CUCM DRF Failures

Posted: 16th January 2012 by Rob in Cisco, CUCM

Last week we had a RAID Controller fail one of our Cisco C200 UCS servers.  It happens.  For us it seemed to be just a mere annoyance at first, it took down two of our CUCM subscribers and our TFTP server.  Phones failed over to anothe subscriber and our DR TFTP started serving up TFTP requests.  After a quick a quick call to TAC Cisco had our replacement RAID controller to us in about an two hours.  We powered the server down, replaced the controller and we were on our merry way.  Or so we thought…

The next morning we started getting alerts from RTMT that our backs were failing for two of the CUCM servers that were affected by the outage.  I tried the usual process of restarting DRF services on those two subscribers and kicked off a manual backup.  Failure.  Working with TAC for about 15 minutes they had it pegged.  Corrupt File system on these servers.  Solution?  CUCM recovery CD.  A quick fsck with the recovery cd and all was right with the world again.
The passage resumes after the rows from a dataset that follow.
PR #554, opened 2025-05-14
feat: nadir trajectory model

vishwa2710:
This MR improves the interface for the geodetic nadir ground track trajectory:
- Improved naming (geodeticNadirGroundTrack instead of groundStripGeodeticNadir)
- Improved interface (doesn't require instants or a celestial, just the orbit)
- Improved functionality (works for any instant that is valid for the orbit)
- Adds a trajectory model for this.

Deprecates the `groundStripGeodeticNadir` method.

## Summary by CodeRabbit

- **New Features**
  - Introduced a Nadir trajectory model for geodetic nadir position computation of orbits.
  - Added Python bindings for the Nadir model with detailed functionality.
  - Added method to access the celestial object associated with an orbit.

- **Deprecations**
  - Deprecated the previous ground strip geodetic nadir trajectory method in favor of the Nadir model.

- **Tests**
  - Added extensive C++ and Python tests for the Nadir model covering construction, state calculation, cloning, and accessors.
  - Added tests for celestial object access in orbits.
  - Removed tests related to the deprecated ground strip geodetic nadir method.

- **Style**
  - Reformatted Python test method signatures for better readability.

### DIFF
--- a/include/OpenSpaceToolkit/Astrodynamics/Trajectory/Model/Nadir.hpp
+++ b/include/OpenSpaceToolkit/Astrodynamics/Trajectory/Model/Nadir.hpp
@@ -26,8 +26,6 @@ using ostk::physics::time::Interval;
 using ostk::astrodynamics::trajectory::Model;
 using ostk::astrodynamics::trajectory::State;
 
-#define DEFAULT_NADIR_STEP_SIZE Duration::Seconds(1e-2)
-
 /// @brief Nadir pointing trajectory model to represent the geodetic nadir position of an orbit on the surface of the
 /// earth
 class Nadir : public virtual Model
@@ -43,7 +41,7 @@ class Nadir : public virtual Model
     /// @param anOrbit The orbit of the nadir model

Here is the error we were getting:

Reason : DRF was unable to backup component PLATFORM.Error : Unknown PLATFORM Error
AppID : Cisco DRF Master
ClusterID :
NodeID : ahpucm1020
TimeStamp : Fri Jan 13 09:13:53 CST 2012.
The alarm is generated on Fri Jan 13 09:13:53 CST 2012.

Hopes this helps someone who runs across this error in the future!